Conceptually, null is a sentinel value representing nonexistence within a
value domain. Memory pointers/object references are the archetype of null's
use, but as others have pointed out SQL's null support is another. The key
takeaway, though, is the concept of "sentinel value." For a (pardon the pun)
non-null example, consider the sentinel value "-1" in the domain of integer
file descriptors returned by the "open" POSIX function[0].

Sentinel values, by definition, put the onus of discovery on the code which
receives it since they can be the result of any computation which can produce
a respective domain value. This complicates usage but must be done for correct
programs. As a result, it is very common to normalize sentinel value discovery
through the constructs available in the language being used in an attempt to
minimize defects related to "missing a sentinel."

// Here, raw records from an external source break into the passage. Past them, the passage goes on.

PR #4963, opened 2016-02-04
Add a layer for nginx config files

waisbrot:
Simple [nginx-mode](https://github.com/ajc/nginx-mode), for editing an nginx config file.

Is this an appropriate layer to add (given the simplicity) or would it be better to give Spacemacs some way of creating simple layers (e.g. you'd list `nginx` in your `dotspacemacs-configuration-layers` and when it didn't find an appropriate layer it would try `(use-package nginx)` and `(use-package nginx-mode)`?


layers/+config-files/nginx/packages.el
```diff
@@ -0,0 +1,18 @@
...
+;;
+;;; License: GPLv3
+
+(defconst nginx-packages
+  '(
+    nginx-mode
+    ))
+
+(defun nginx/init-nginx-mode ()
+  (use-package nginx-mode))
```
AlejandroCatalina: As a general recommendation, every package should be deferred, so adding `:defer t` would be better in my opinion. Unless it is strictly necessary to load it at startup time.

Let's hear other's opinions as well.

waisbrot: I had no particular reason for not setting `:defer t` beyond a habit of taking the defaults for everything that I don't have a reason to set to a non-default value.

AlejandroCatalina: Well, the reason here would be spacemacs conventions, if i am not
mistaken. @StreakyCobra am i right?

Nathaniel Waisbrot writes:

>> +;; Copyright (c) 2012-2016 Sylvain Benner & Contributors
>> +;;
>> +;; Author: Nathaniel Waisbrot <code@waisbrot.net>
>> +;; URL: https://github.com/syl20bnr/spacemacs
>> +;;
>> +;; This file is not part of GNU Emacs.
>> +;;
>> +;;; License: GPLv3
>> +
>> +(defconst nginx-packages
>> +  '(
>> +    nginx-mode
>> +    ))
>> +
>> +(defun nginx/init-nginx-mode ()
>> +  (use-package nginx-mode))
>
> I had no particular reason for not setting `:defer t` beyond a habit of taking the defaults for everything that I don't have a reason to set to a non-default value.
>
> ---
> Reply to this email directly or view it on GitHub:
> https://github.com/syl20bnr/spacemacs/pull/4963/files#r51932723


-- 
Un saludo,
Alejandro Catalina Feliu

TheBB: Yes, every package should have deferred loading unless explicitly required on startup.

As an aside I'm thinking if this package doesn't work better in the extra-langs layer.

waisbrot:
I've corrected the `:defer` flag. 

Regarding the suggestion to place this in extra-langs: everything in there seems like an actual programming language. Even if it might be painful to do so, you can use MATLAB to write a graphical tic-tac-toe game or to periodically scan your system for files named "*.exe". Nginx config files are much less powerful, I think.

AlejandroCatalina:
I think it might be in both places. The key argument in my case to
decide wether to put it in extra or not would be how widely used is it.

If it is quite useful i'll leave it there, if it is more like an extra
thing, something good to have but not so used... Well, then I think it
could be better off in extra.

This is just my opinion, and please note i do not have a clear one on
this topic.

Nathaniel Waisbrot writes:

> I've corrected the `:defer` flag. 
>
> Regarding the suggestion to place this in extra-langs: everything in there seems like an actual programming language. Even if it might be painful to do so, you can use MATLAB to write a graphical tic-tac-toe game or to periodically scan your system for files named "*.exe". Nginx config files are much less powerful, I think.
>
> ---
> Reply to this email directly or view it on GitHub:
> https://github.com/syl20bnr/spacemacs/pull/4963#issuecomment-180062714


-- 
Un saludo,
Alejandro Catalina Feliu

fbergroth:
I also think this is the correct place for this layer. 

Though, I don't see much benefit to adding single-package layers that adds nothing over just adding the package to `dotspacemacs-additional-packages`. I guess it serves a purpose of saying that this package has been tested in Spacemacs.

@TheBB Currently it seems that extra-langs has become a layer that just accumulates unrelated packages with tiny configurations. I don't think it's very elegant to just dump packages in there, as a user is usually just interested in a few of them.

waisbrot:
Oh, `dotspacemacs-additional-packages` is basically what I was thinking of. I didn't notice it.

Maybe this should just be a README list somewhere of "additional packages that work with spacemacs"? Everything in extra-pangs also seems like it would fall into that category.

syl20bnr:
There is now a value to add layer with single packages, this value is the lazy install feature. Spacemacs can ask the user to install a layer when opening a file based on `auto-mode-alist`.

So I'm for keeping it :-)

syl20bnr:
I finished the support for lazy loading so now there is some value to add simple layers like this because Spacemacs can propose to the user to install the packages needed to handle a filetype.

Thank you :+1: 

nixmaniack:
Lazy loading of layers is cool! Spacemacs should have a blog which introduces these kind of features to wider public.

PR #4958, opened 2016-02-04
[RDY] Add emberjs layer

robbyoconnor:
Ready for merge 

I excluded keybindings for working with Ember views since they are not used anymore.

PR #4964, opened 2016-02-04
Add super-save layer that auto-saves buffers

mmainz:
This layer is inspired by Bozhidar Batsovs
super-save (https://github.com/bbatsov/super-save), but is adapted to
work with Spacemacs. Using the original package proved to be impractical
for integrating with Spacemacs, and since it is not a large package, the
functionality was reimplemented.
When you enable this layer, switching windows or Spacemacs losing focus
causes an automatic save to the current buffer.

I want to say I'm not very experienced in Emacs LISP, so if you see something weird in the code, it's probably because of that. Then again, there are only minor modifications to the original super-save code.

If for some reason you don't like to have this layer in the Spacemacs repository, no hard feelings. I can just put it in its own repository and use it from there. But I thought there might be other people like me that have forgotten how to save manually since using super-save :)

### DIFF
--- a/layers/super-save/README.org
+++ b/layers/super-save/README.org
@@ -1,0 +1,24 @@
+#+TITLE: super-save layer
+#+HTML_HEAD_EXTRA: <link rel="stylesheet" type="text/css" href="../css/readtheorg.css" />
+
+#+CAPTION: logo
+
+* Table of Contents                                        :TOC_4_org:noexport:
+ - [[Description][Description]]
+ - [[Install][Install]]
+ - [[Key bindings][Key bindings]]
+
+* Description
+Inspired by https://github.com/bbatsov/super-save but adapted for Spacemacs.
+Automatically saves your buffers when you select another window or Spacemacs loses focus.
+
+* Install
+To use this contribution add it to your =~/.spacemacs=
+
+#+begin_src emacs-lisp
+  (setq-default dotspacemacs-configuration-layers '(super-save))
+#+end_src
+
+* Key bindings
+
+No key bindings.
--- a/layers/super-save/packages-config.el
+++ b/layers/super-save/packages-config.el
@@ -1,0 +1,15 @@
+;;; packages-config.el --- super-save layer packages file for Spacemacs.
+;;
+;; Copyright (c) 2012-2016 Mario Mainz & Contributors
+;;
+;; Author: Mario Mainz <mainz.mario@googlemail.com>
+;; URL: https://github.com/syl20bnr/spacemacs
+;;
+;; This file is not part of GNU Emacs.
+;;
+;;; License: GPLv3
+
+(defconst super-save-packages
+  '(window-numbering))
+
+;;; packages-config.el ends here
--- a/layers/super-save/packages.el
+++ b/layers/super-save/packages.el
@@ -1,0 +1,90 @@
+;;; packages.el --- super-save layer packages file for Spacemacs.
+;;
+;; Copyright (c) 2012-2016 Mario Mainz & Contributors
+;;
+;; Author: Mario Mainz <mainz.mario@googlemail.com>
+;; URL: https://github.com/syl20bnr/spacemacs
+;;
+;; This file is not part of GNU Emacs.
+;;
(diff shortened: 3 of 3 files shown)


robbyoconnor:
Define your packages in `packages-config.el`

and initialize them in `packages.el`

I fixed the wizard but @syl20bnr is waiting a bit it seems

robbyoconnor:
See [this example](https://github.com/syl20bnr/spacemacs/pull/4958/files).

mmainz:
Thanks for the hint! I updated the PR. I amended the commit to satisfy the one commit rule.

robbyoconnor:
:+1:

thimios:
:+1:

robbyoconnor:
What is the difference between this and what we currently have?

joehillen:
@robbyoconnor Spacemacs currently doesn't save the file if the buffer loses focus. That would be nice to have. It would save me a lot of mistaken compiles.

robbyoconnor:
Oh nevermind :)

sirech:
I come from prelude, and would love to have this layer in as well. I am not used to saving stuff manually anymore :+1:

joehillen:
@sirech Please :+1: the PR. The maintainers looks that those numbers.

syl20bnr:
@mmainz Thank you for the PR, it is on the top of my queue of PR to merge but first I want to know why the original package does not play well with Spacemacs, what issues did you fix with your own implementation ?

mmainz:
@syl20bnr I honestly forgot what the problem was :)
I'd have to check again. Maybe the original problem I tried to circumvent doesn't exist anymore, since super-save has been updated since I made this PR as well. I could try again to use the package instead once I find some time, but I'm currently busy moving, so it might take a while.

zhengpd:
Any update on this? It would be nice to auto save buffer when losing focus.

sirech:
This PR broke with the update to 0.200.8, as it relies on `window-numbering`, whereas `winum` is used by _spacemacs_ now. I fixed it this way:

```diff
--- a/layers/super-save/packages.el
+++ b/layers/super-save/packages.el
@@ -10,7 +10,7 @@
 ;;; License: GPLv3

 (defconst super-save-packages
-  '(window-numbering))
+  '(winum))

 (defgroup super-save nil
   "Smart-saving of buffers."
Stage this hunk [y,n,q,a,d,/,j,J,g,e,?]? y
@@ -29,17 +29,17 @@
     "evil-window-down"
     "evil-window-left"
     "evil-window-right"
-    "select-window-by-number"
-    "select-window-0"
-    "select-window-1"
-    "select-window-2"
-    "select-window-3"
-    "select-window-4"
-    "select-window-5"
-    "select-window-6"
-    "select-window-7"
-    "select-window-8"
-    "select-window-9")
+    "winum-select-window-by-number"
+    "winum-select-window-0"
+    "winum-select-window-1"
+    "winum-select-window-2"
+    "winum-select-window-3"
+    "winum-select-window-4"
+    "winum-select-window-5"
+    "winum-select-window-6"
+    "winum-select-window-7"
+    "winum-select-window-8"
+    "winum-select-window-9")
   "A list of commands which would trigger `super-save-command'."
   :group 'super-save
   :type '(repeat string))
Stage this hunk [y,n,q,a,d,/,K,j,J,g,e,?]? y
@@ -87,7 +87,7 @@
    (super-save-mode (super-save-initialize))
    (t (super-save-stop))))

-(defun super-save/post-init-window-numbering ()
+(defun super-save/post-init-winum ()
   (super-save-mode +1))

 ;;; packages.el ends here
```

xged:
(defadvice switch-to-buffer (before save-buffer-now activate)
      (when buffer-file-name (save-buffer)))
    (defadvice other-window (before other-window-now activate)
      (when buffer-file-name (save-buffer)))

Above snippet auto-saves on every `spacemacs/evil-mc-paste-after` (`p`). Will it not be the case with this layer?

beta1440:
Why not add `super-save` to the Spacemacs distribution?

Compro-Prasad:
@mmainz Are you still on this?

PR #4966, opened 2016-02-05
[restclient] Added keybinding for copy curl command

d1egoaz:


layers/restclient/README.org
```diff
@@ -22,6 +22,7 @@ file.
 
 | Key Binding | Description                                                 |
 |-------------+-------------------------------------------------------------|
+| ~SPC m c~   | Copy query under the cursor as a curl command               |
```
Andre0991: I have never used this package so I might be wrong, but  I think `y` (which stands for `yank`) instead of `c` would
 fit better Spacemacs' conventions

d1egoaz: Thanks, that makes sense/

StreakyCobra:

I have removed trailing whitespaces in 6055ea9.

Issue #4453, opened 2016-01-06
Emacs hangs at contacting host


danprince:
Trying to install spacemacs on Ubuntu 15.04.

I've moved the spacemacs files to `~/.emacs.d/`, but when I start emacs I get a flash of the initial emacs window, then a black screen with

> Contacting host: melpa.org:443

Once it opened with `orgmode.org:80` instead, but I haven't been able to recreate that.
- Emacs works fine without the init file (`emacs -q`).
- Using emacs 24.4.1
- Using spacemacs 0.105.0
- `emacs --debug-init` produces no output
- I can `curl https://melpa.org` so not a network restriction

I've tried a fresh install of both emacs and spacemacs as well as using `emacs`, `emacs24` and `emacs24-x` (but I'm not exactly sure what the differences are).

I've been writing Clojure for the last few months and I'm keen to beat some of the struggles I've been having with Lisp + Vim, but after five or six attempts, I've given in and resorted to putting in an issue. Any ideas?

syl20bnr:
Can you try launching emacs with `emacs --insecure` to not use HTTPS to contact MELPA ?

danprince:
Aha, that's how created the `orgmode.org:80` hang. It starts with `melpa.org:80` then switches to orgmode and hangs there instead.

danprince:
@syl20bnr Is it possible to install the packages manually from the repository? If so, will that prevent emacs from making that initial network request?

greasynose:
@danprince  I'm also meet this problem, do you solve it ?

nickbdyer:
Did anyone find a solution to this?

danprince:
I haven't solved this problem yet. I just tried building emacs 24.4 from source and I still have a similar problem with Spacemacs.

Running `emacs` and `emacs-24.4` causes it to hang at:

> Opening TLS connection to `melpa.org`...done

Running `emacs --insecure` causes it to hang at:

> Contacting host: melpa.org

liangwang:
The same issue as OP reported, and the issue is only observed on Linux, no problems on Windows and MacOS.

Using latest spacemacs (v0.105.14), and emacs 24.5 for all three platforms.

wende:
I've got the same problem on OSX with Emacs v0.105.19

Running from finder instead of terminal fixed the issue

myme5261314:
[...]

PR #6828, opened 2016-08-15
Add package archive fallback mechanism

### LINKED ISSUE #6836: Cannot start spacemacs if melpa.org is down
That's all, really.

Running on OS X. Not a fresh install, although I tried a fresh install with the same results.

d12frosted:
Seeing all these issues with package installation due to MELPA availability problems I decided to improve status check for all elpa archives and error about archive being unavailable instead of showing errors like 'package xxx is not available' in the future.

Also I removed timeout heuristic as it's not 100% accurate. I don't see any reason for it to be here once `configuration-layer-check-archive-status` is used. 

Note that `configuration-layer-check-archive-status` is a little bit beefed (more than we need at this point), but it might become handy in future. 

Oh, and I am not sure about the error message though. @syl20bnr, you might want to improve it. 😸 

P. S. Hope I didn't miss anything. 

P. P. S. Somewhat fixes #6836. Another related issue is #4453.

### DIFF
--- a/core/core-configuration-layer.el
+++ b/core/core-configuration-layer.el
@@ -206,29 +206,17 @@ is not set for the given SLOT."
 
 (defvar configuration-layer--elpa-archives
   '(("melpa" . "melpa.org/packages/")
-    ("org"   . "orgmode.org/elpa/")
-    ("gnu"   . "elpa.gnu.org/packages/"))
-  "List of ELPA archives required by Spacemacs.")
-
-(defvar configuration-layer--elpa-archives-status
-  '(("melpa" . unknown)
-    ("org" . unknown)
-    ("gnu" . unknown))
-  "Status of ELPA archives.")
-
-(defvar configuration-layer-fallback-package-archives
-  '(("melpa" . "raw.githubusercontent.com/syl20bnr/spacemacs-elpa-mirror/master/melpa/")
+    ("melpa" . "raw.githubusercontent.com/syl20bnr/spacemacs-elpa-mirror/master/melpa/")
     ("melpa" . "elpa.zilongshanren.com/melpa/")
 
-    ("org" . "raw.githubusercontent.com/syl20bnr/spacemacs-elpa-mirror/master/org/")
-    ("org" . "elpa.zilongshanren.com/org/")
+    ("org"   . "orgmode.org/elpa/")
+    ("org"   . "raw.githubusercontent.com/syl20bnr/spacemacs-elpa-mirror/master/org/")
+    ("org"   . "elpa.zilongshanren.com/org/")
 
-    ("gnu" . "raw.githubusercontent.com/syl20bnr/spacemacs-elpa-mirror/master/gnu/")
-    ("gnu" . "elpa.zilongshanren.com/gnu/"))
-  "URL of fallback package archive.
-
-This archive is used when one of archives is down for any
-reason.")
+    ("gnu"   . "elpa.gnu.org/packages/")
+    ("gnu"   . "raw.githubusercontent.com/syl20bnr/spacemacs-elpa-mirror/master/gnu/")
+    ("gnu"   . "elpa.zilongshanren.com/gnu/"))
+  "List of ELPA archives required by Spacemacs.")
 
 (defvar configuration-layer-exclude-all-layers nil
   "If non nil then only the distribution layer is loaded.")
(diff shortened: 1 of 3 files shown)


core/core-configuration-layer.el
```diff
@@ -1953,6 +1939,26 @@ FILE-TO-LOAD is an explicit file to load after the installation."
...
+is `unknown'. Check is forced when RECHECK is non-nil."
+  (let* ((obj (assoc archive configuration-layer--elpa-archives-status))
+         (state (cdr obj))
+         (url (cdr (assoc archive package-archives))))
+    (message "archive %s state %s url %s" archive state url)
+    (when (and (or (eq state 'unknown) recheck)
+               url)
+      (condition-case nil
+          (if (url-http-file-exists-p url)
+              (setq state 'avaialble)
```
TheBB: available

core/core-configuration-layer.el
```diff
@@ -1953,6 +1939,26 @@ FILE-TO-LOAD is an explicit file to load after the installation."
...
+            (setq state 'unavailable))
+        ((error) (setq state 'unavailable)))
+      (setq configuration-layer--elpa-archives-status (delq obj configuration-layer--elpa-archives-status))
+      (add-to-list 'configuration-layer--elpa-archives-status (cons archive state)))
```
TheBB: You can do

    (setcdr (assq archive configuration-layer--elpa-archives-status) state)

TheBB:
If `dotspacemacs-elpa-timeout` isn't needed any more you should remove it (and the tests for it).

core/core-configuration-layer.el
d12frosted: My typing skills are weak 👀 Thanks for noticing this typo!

core/core-configuration-layer.el
d12frosted: Wow. Didn't know about `setcdr`. Thanks. Though in this case you have to use `assoc` instead of `assq` as we are dealing with strings.

d12frosted:
I have removed `dotspacemacs-elpa-timeout` as well as related test. Also I have updated error message in order to make it more clear.

d12frosted:
Just pushed another commit that adds fallback functionality when one of the archives is down. You can test it by returning `'unavailable` in `configuration-layer-check-archive-status` for any archive of your liking. For example,

```
(when (string-equal archive "melpa")
      (setq state 'unavailable))
```

So when any archive is not available, `configuration-layer/retrieve-package-archives` will fallback to `configuration-layer-fallback-package-archive` for unavailable archive. 

As fallback I am using snapshot provided by @zilongshanren. Thanks to https://github.com/melpa/melpa/issues/4156 I've found this nice 'mirror'. The good thing is that MELPA is going to create official mirror that people could use when MELPA is down. 

P. S. I've made two commits for now - gonna squash them later on demand. Just wanna keep first commit for now.

core/core-configuration-layer.el
```diff
@@ -201,6 +198,19 @@ LAYER has to be installed for this method to work properly."
     ("gnu"   . "elpa.gnu.org/packages/"))
   "List of ELPA archives required by Spacemacs.")
 
+(defvar configuration-layer--elpa-archives-status
+  '(("melpa" . unknown)
+    ("org" . unknown)
+    ("gnu" . unknown))
+  "Status of ELPA archives.")
+
+(defvar configuration-layer-fallback-package-archive
```
d12frosted: I am planning to convert it list of fallback archives.

core/core-configuration-layer.el
```diff
@@ -329,24 +337,16 @@ refreshed during the current session."
...
-                          (url-retrieve-synchronously (cdr archive))
-                        ('error
-                         (display-warning 'spacemacs
-                          (format
-                           "\nError while contacting %s repository!"
-                           (car archive)) :warning)
-                         'error))))
+        (if (eq 'unavailable
+                (configuration-layer-check-archive-status (car archive)))
+            (setcdr
```
d12frosted: Here I am going to check fallback archives as well and if all of them unavailable - error like in first commit.

d12frosted:
Pushed another commit. 

Instead of using one fallback url, use package-archives compatible list of fallback urls. If currently set url is not reachable, then try to connect to one of fallback urls. If all urls are unavailable - show an error with some hints and explanations.

Again, you might want to change error message. But I tried to make it as useful as possible. 😸

d12frosted:
And a good thing, now https://github.com/syl20bnr/spacemacs-elpa is used as primary fallback archive 😸

core/core-configuration-layer.el
```diff
@@ -201,6 +198,26 @@ LAYER has to be installed for this method to work properly."
     ("gnu"   . "elpa.gnu.org/packages/"))
   "List of ELPA archives required by Spacemacs.")
 
+(defvar configuration-layer--elpa-archives-status
+  '(("melpa" . unknown)
+    ("org" . unknown)
+    ("gnu" . unknown))
+  "Status of ELPA archives.")
+
+(defvar configuration-layer-fallback-package-archives
```
d12frosted: I wonder if we really need this. I mean, fallback archives can be added to the end of `configuration-layer--elpa-archives`, so instead of switching to values from `configuration-layer-fallback-package-archives` we can just remove first associated url and search for another. Once no urls are available for specific archive - error!

core/core-configuration-layer.el
```diff
@@ -295,41 +299,61 @@ cache folder.")
...
+(defun configuration-layer//check-archive-status (archive)
+  "Check ARCHIVE status.
+
+Available return values are available and unavailable."
+  (let ((url (format "%sarchive-contents"
+                     (cdr (assoc archive package-archives))))
+        (state 'unavailable))
+    (condition-case nil
+        (when (or (and (string-prefix-p "/" url)
+                       (file-readable-p url))
```
d12frosted: Not sure that this is the best way of checking that archive url is accessible. `file-accessible-directory-p`? I haven't tested situations when `archive-contents` file is readable, but all other files are not readable by current user.

d12frosted:
Ok, I've made several changes. I simplified fallback mechanism, removed two redundant variables and improved error message. Oh and also I made it possible to use local package archive urls.

d12frosted:
I spammed pretty much in this PR with commits. I'll squash them once @syl20bnr give the green light 😸 For now I wish to preserve history. 😸

ninrod:
This should close #7103 and provide a way for users behind corporate firewalls to use spacemacs in all it's glory.

d12frosted:
@ninrod is GitHub available for you behind your firewall?

ninrod:
@d12frosted yes it is. We have a severely slowed down connection pipe to and from it though. So the local clone is like heaven.

But really, the local melpa solution is so awesome that I'm using it in home, even without a firewall. 
With a single git clone you have the whole melpa, elpa and what not in a local folder that you control. No connection hiccups, I don't have to worry about melpa going down, reconfigurations are like instantaneous, I can tag a specific snapshot that I know for a fact that works with my config. What more can I ask? That should be the default. So robust, efficient, fast, configurable. Awesome.

d12frosted:
@ninrod I asked about GitHub just because some of packages used by Spacemacs are downloaded using `quelpa` from GitHub directly. This fallback mechanism doesn't cover such packages. E. g. when GitHub is down (?!) it's impossible to start Spacemacs from scratch even if you have local copies of elpa package archives (namely GNU ELPA, MELPA, Stable MELPA and Org-mode package archive). I know that I already said this in other thread, but I just want to make it clear for others as well. 

> reconfigurations are like instantaneous

Indeed. Also it makes bootstrap testing much easier. 

> I can tag a specific snapshot that I know for a fact that works with my config

And this as well. Might be very useful for corporations, where they want to use specific stable version of Spacemacs with specific package archives snapshot (so no upstream changes break flow). 

> That should be the default. So robust, efficient, fast, configurable. Awesome.

Glad you like it 💃

ninrod:
@d12frosted I should mention that I have the option of mirroring specific github repos inside an internal git server behind corp firewall. Out of curiosity, am I able to change those quelpa URLs to match my specific internal mirrors?

ninrod:
let's do this!

core/core-configuration-layer.el
syl20bnr: @d12frosted Where can we find the documentation about `file-readable-p` capable of checking URLs except in the C source ? This function does not block for a long time when the URL is not reachable ? What kind of tests did you do to check that `file-readable-p` is not blocking for a long time ?

syl20bnr: > What kind of tests did you do to check that file-readable-p is not blocking for a long time ?

I mean, did you test regular timeout method and `file-readable-p` with the same input ?

PR #6834, opened 2016-08-16
Added IBM Selectric image to the README.org

rbanffy:
Replaced the Hammond 12 image with an image from a 1961 IBM Selectric similar to the one from which the sound files were recorded.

In my experience, this naturally led to modelling the expectation of sentinel
values in its own container type, one where the cardinality is either 0 or 1.
Common names for a container with 0/1 cardinality are "Option", "Maybe", and
"Nullable." Again, the key takeaway here is that these types in this context
serve to normalize the detection of sentinel values wherever a domain value
can be produced.

Depending on the language used, "lifting" sentinel values into an option type
might be not worth the effort. But the handling of sentinels must always be
addressed.

0 -
[https://en.wikipedia.org/wiki/Open_%28system_call%29#C_libra...](https://en.wikipedia.org/wiki/Open_%28system_call%29#C_library_POSIX_definition)

------
GolDDranks
Null definitely has a meaning, as missing value, encoded often by Optional
types. What many of the programming languages got wrong is that is NOT a
subtype of all of the other types. (It's not a bottom type.) Subtypes are
required to fulfill the same interface as their supertypes but null fails at
this because it doesn't have the same minimum set of fields, it doesn't
respond to the same methods etc.

The only way I can think of making this sound and well-typed, is that null
supports _any_ fields and _any_ methods, returning always null. This doesn't
fit well how many of the languages _actually_ do.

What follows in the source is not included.